DATA FOR THIS EXERCISE

PR #9885, opened 2021-04-26
Add type hints to presence handler

erikjohnston:
Because type hints are Good™

### DIFF
--- a/synapse/handlers/presence.py
+++ b/synapse/handlers/presence.py
@@ -28,6 +28,7 @@ from bisect import bisect
 from contextlib import contextmanager
 from typing import (
     TYPE_CHECKING,
+    Callable,
     Collection,
     Dict,
     FrozenSet,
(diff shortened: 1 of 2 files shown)


synapse/handlers/presence.py
```diff
@@ -348,19 +349,19 @@ def __init__(self, hs):
...
+    def send_user_sync(self, user_id: str, is_syncing: bool, last_sync_ms: int) -> None:
         if self._presence_enabled:
             self.hs.get_tcp_replication().send_user_sync(
                 self.instance_id, user_id, is_syncing, last_sync_ms
             )
 
-    def mark_as_coming_online(self, user_id):
+    def mark_as_coming_online(self, user_id: str) -> None:
         """A user has started syncing. Send a UserSync to the presence writer,
         unless they had recently stopped syncing.
```
anoadragon453, line 367: There's still a `(str)` hanging around in the docstring here.

synapse/handlers/presence.py
```diff
@@ -373,7 +374,7 @@ def mark_as_coming_online(self, user_id):
             # were offline
             self.send_user_sync(user_id, True, self.clock.time_msec())
 
-    def mark_as_going_offline(self, user_id):
+    def mark_as_going_offline(self, user_id: str) -> None:
         """A user has stopped syncing. We wait before notifying the presence
         writer as its likely they'll come back soon. This allows us to avoid
         sending a stopped syncing immediately followed by a started syncing
```
anoadragon453, line 380: And here.

synapse/handlers/presence.py
```diff
@@ -1742,17 +1761,23 @@ def handle_timeout(state, is_mine, syncing_user_ids, now):
...
-        wheel_timer (WheelTimer)
-        now (int): Time now in ms
+        prev_state
+        new_state
+        is_mine: Whether the user is ours
+        wheel_timer
+        now: Time now in ms
 
     Returns:
         3-tuple: `(new_state, persist_and_notify, federation_ping)` where:
```
anoadragon453, line 1783: Some `(bool)`s still hanging around in the return docstring.

synapse/handlers/presence.py
```diff
@@ -329,7 +330,7 @@ def __init__(self, hs):
 
         # user_id -> last_sync_ms. Lists the users that have stopped syncing but
         # we haven't notified the presence writer of that yet
-        self.users_going_offline = {}
+        self.users_going_offline = {}  # type: Dict[str, int]
```
anoadragon453, line 333: Is there a reason not to write the type as `self.users_going_offline: Dict[str, int] = {}` other than consistency?

anoadragon453 (approved):
Minor things, but looks good overall. Thanks a lot for doing this!

synapse/handlers/presence.py
erikjohnston: Nope, I keep forgetting that is a thing we are allowed to do now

REQUIRED WORK
Where does the string "hanging" appear in the records? Copy every line that holds it.

ANSWER SECTION
anoadragon453, line 367: There's still a `(str)` hanging around in the docstring here.
anoadragon453, line 1783: Some `(bool)`s still hanging around in the return docstring.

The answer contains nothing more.